Пока за кухонной стойкой дрожала кофемолка, пока Лебедева насыпала в турку ароматный порошок, пока коричневый напиток не полился в белоснежные кружки, Турецкий рассматривал старинные фотографии на стенах.
– Это мой отец – бравый мужчина с усами. Еврей. А мама рядом. Русская. Громова Нина Ивановна. У меня отчество – Исааковна, настоящее.
На полке с цветами стояли два маленьких снимка. На одном улыбающийся военный в начищенных сапогах, на другом – малыш, которого кто-то за кадром держал за руку.

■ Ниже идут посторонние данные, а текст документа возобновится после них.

PR #483, opened 2016-04-15
XWIKI-13092  Incorrect message on registration form when email is not configured

acotiuga:
* changed only the error code for password validation

### DIFF
--- a/xwiki-platform-core/xwiki-platform-administration/xwiki-platform-administration-ui/src/main/resources/XWiki/Registration.xml
+++ b/xwiki-platform-core/xwiki-platform-administration/xwiki-platform-administration-ui/src/main/resources/XWiki/Registration.xml
@@ -637,7 +637,7 @@
   ## Handle output from the registration.
   #if($reg &amp;&amp; $reg &lt;= 0)
     {{error}}
-    #if($reg == -7)
+    #if($reg == -2)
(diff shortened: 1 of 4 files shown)


mflorea:
@acotiuga we can see from the diff that you "changed only the error code for password validation". What we can't see from the diff is why? :)

acotiuga:
@mflorea I changed it because `-2` was too general and it was returned for several cases: when password validation fails, when send validation email fails and also when the user creation fails. All of these issues were expressed to the user as password validation issue. Does this answer to the `Why` question?

mflorea:
@acotiuga afaics ``c.x.x.XWiki#createUser()`` was returning -2 *only* when:

    !password.equals(password2) || password.trim().equals("")

Changing the returned code can be viewed as API breakage. There may be existing code (an extension) that expects -2 to be returned when the password and its confirmation doesn't match.

When you say that -2 "was returned for several cases" you are actually referring to a different method, ``c.x.x.api.XWiki#createUser()``. The problem with this method is that it reuses the -2 code that can be returned by ``c.x.x.XWiki#createUser()``. Changing the returned code here can also be seen as API breakage.

I would break ``c.x.x.api.XWiki#createUser()`` because the -2 used there is for any error which probably means it's not tested explicitly by the code that calls this method (an else branch is used instead).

– Алексей. Он же закончил военное училище, летное. Потом по здоровью списали. Но он самолеты безумно любил, даже сейчас все сидит… – она осеклась, – сидел за чертежами. Разбирал. А это Мишенька, только ходить начал. Я фотографировала.
– Тамара Ивановна, мог ли Алексей Сергеевич покончить жизнь самоубийством?
– Да никогда! – Чашка, ударившись о блюдечко, выплеснула коричневую каплю. – Я уже сто раз говорила следователям. Он такой веселый был, сильный. Последнее время, конечно, мучился, переживал. Но оно и понятно, кому сейчас сладко. А тут еще эта авария, забастовка, не позавидуешь.
– Выходит, его убили?
– Нет! – Она вздрогнула, передернулась всем телом. – Кому это понадобилось?
– Ну, может, коммерческие неприятности. С кем из сослуживцев Алексей Сергеевич дружил? Кто бывал в доме?
– Никто. Вернее, он с коллегами по работе имел всегда ровные отношения. Никогда ни на кого не жаловался. Сроду не слышала, чтобы конфликтовал с кем-то. Но и дружить – не дружил. В дом ни на какие праздники сослуживцев не приглашал. Я иногда встречалась с ними на заводе… так… во время юбилеев каких-нибудь. Алексей ни о ком никогда ничего личного не рассказывал, ни о характере, ни о семье, хотя вы, наверное, знаете, что он еще в детстве, сразу после войны, на заводе помощником слесаря свой трудовой путь начинал, но в последнее время на рыбалки, на дачу – только с друзьями по летному училищу.